Stored items
▬▬▬▬▬▬
PR #1093, opened 2019-11-22
Historical mochi: Renaming Project, Option 2

sarahzinger:
## Links
* Remix link: https://historical-mochi.glitch.me/
* Issue-tracker link: https://app.clubhouse.io/glitch/story/1700/if-you-edit-the-name-of-a-project-while-on-the-project-page-typing-a-little-bit-slowly-the-focus-is-lost-and-it-correlates

## GIF/Screenshots:
screen recording here: https://recordit.co/8YQsa4SG9M

## Changes:
Very similar to https://github.com/FogCreek/Glitch-Community/pull/1082 but in this option we never save anything until blur. We do however verify the validity of the name.

if you blur on a bad name, it goes to the last saved good state.

## How To Test:
* use the remix and try renaming a project

## Feedback I'm looking for:
Which do we like better? The auto save that saves as you type or the save on blur? Either way I think we shouldn't update the rest of the app state until on blur.


sarahzinger:
gunna close this, sounds like we generally prefer option 1

PR #1095, opened 2019-11-25
Pickle suggestion: wake up some projects in a collection while in play mode

sarahzinger:
## Links
* Remix link: https://pickle-suggestion.glitch.me/
* Issue-tracker link: https://app.clubhouse.io/glitch/story/4600/wake-up-projects-a-few-at-a-time

## Changes:
We decided to deploy Exploring Collection without waking up projects since we didn't want to put any additional pressure on infrastructure. That said we looked into the outage on 11-12-19, and we don't think it was related to the exploring collections feature so now that it's out and doing fine, we'd like to deploy a change to wake up some of the projects again so that the embeds transition better from one project to another as you tab through. 

to be extra conservative I've added some logic here to ensure a client only requests to wake up a few projects at a time.

## How To Test:
To test you can go to the remix and look at a collection in play mode and open the network tab and search for requests that contain `glitch.me` in them.
69072849-4d34c780-09fa-11ea-93cf-7c5dc64a5a64

You should see that on every 5th project we wake up 6 projects (something like this:)
69073032-9be26180-09fa-11ea-8470-88a4a96f4a00

We should not re-wake up projects until you refresh the page.

## Feedback I'm looking for:
any reasons not to do this or alternatives folks can think of that they like better?

### DIFF
--- a/src/components/collection/collection-projects-player.js
+++ b/src/components/collection/collection-projects-player.js
@@ -1,4 +1,4 @@
-import React, { useState } from 'react';
+import React, { useState, useEffect } from 'react';
 import PropTypes from 'prop-types';
 
 import { withRouter } from 'react-router-dom';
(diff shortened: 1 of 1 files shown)


src/components/collection/collection-projects-player.js
```diff
@@ -140,13 +140,42 @@ PlayerControls.propTypes = {
...
 
+const wakeUpNextBatchOfProjects = (projects) => {
+  projects.map(async (project) => fetch(`https://${project.domain}.glitch.me`, { mode: 'no-cors' }));
+};
 
 const CollectionProjectsPlayer = withRouter(({ history, match, isAuthorized, funcs, collection }) => {
   const { projects } = collection;
   const [currentProjectIndex, setCurrentProjectIndex] = useState(getCurrentProjectIndexFromUrl(match.params.projectId, projects));
-
+  const [wokeProjects, setWokeProjects] = useState({});
```
ttseng: wokeProjects 😂

ttseng:
awesome, this works great!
▬▬▬▬▬▬
= Work request =
Working through the entries above, copy every line in which "here" is found.

= The answer =
screen recording here: https://recordit.co/8YQsa4SG9M
to be extra conservative I've added some logic here to ensure a client only requests to wake up a few projects at a time.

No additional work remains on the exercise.